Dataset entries
_ _ _ _ _
PR #4454, opened 2020-09-22
PPPoE Server secondary RADIUS server fixes. Issue #10926

vktg:
- [X] Redmine Issue: https://redmine.pfsense.org/issues/10926
- [X] Ready for review

* Fixes using Secondary RADIUS server;
* Fixes `secret2` -> `secret` renaming for the secondary RADIUS server;
* Additional input validation and filling of the `usernames` array - otherwise it will be cleared if the input validation fails;

### DIFF
--- a/src/etc/inc/vpn.inc
+++ b/src/etc/inc/vpn.inc
@@ -194,8 +194,20 @@ EOD;
 				if (isset($pppoecfg['radius']['server']['acctport'])) {
 					$radiusacctport = $pppoecfg['radius']['server']['acctport'];
 				}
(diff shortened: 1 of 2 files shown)


jim-p (changes requested):
Not that it was working before, but if someone had entered a second RADIUS server, wouldn't this lose the shared secret they entered into the configuration before? We should probably either keep the secret for the second RADIUS server as `secret2` or add upgrade code to change it to `secret`. Unless I'm missing something, which is entirely possible.

vktg:
Agree, `secret2` is reverted

jim-p (approved):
_ _ _ _ _
**Your instructions**
This task calls for an exact reproduction of the lines that start at the one containing "- [X] Redmine" and continue to the end of the entries above.

**Reply to the task**
- [X] Redmine Issue: https://redmine.pfsense.org/issues/10926
- [X] Ready for review

* Fixes using Secondary RADIUS server;
* Fixes `secret2` -> `secret` renaming for the secondary RADIUS server;
* Additional input validation and filling of the `usernames` array - otherwise it will be cleared if the input validation fails;

### DIFF
--- a/src/etc/inc/vpn.inc
+++ b/src/etc/inc/vpn.inc
@@ -194,8 +194,20 @@ EOD;
 				if (isset($pppoecfg['radius']['server']['acctport'])) {
 					$radiusacctport = $pppoecfg['radius']['server']['acctport'];
 				}
(diff shortened: 1 of 2 files shown)


jim-p (changes requested):
Not that it was working before, but if someone had entered a second RADIUS server, wouldn't this lose the shared secret they entered into the configuration before? We should probably either keep the secret for the second RADIUS server as `secret2` or add upgrade code to change it to `secret`. Unless I'm missing something, which is entirely possible.

vktg:
Agree, `secret2` is reverted

jim-p (approved):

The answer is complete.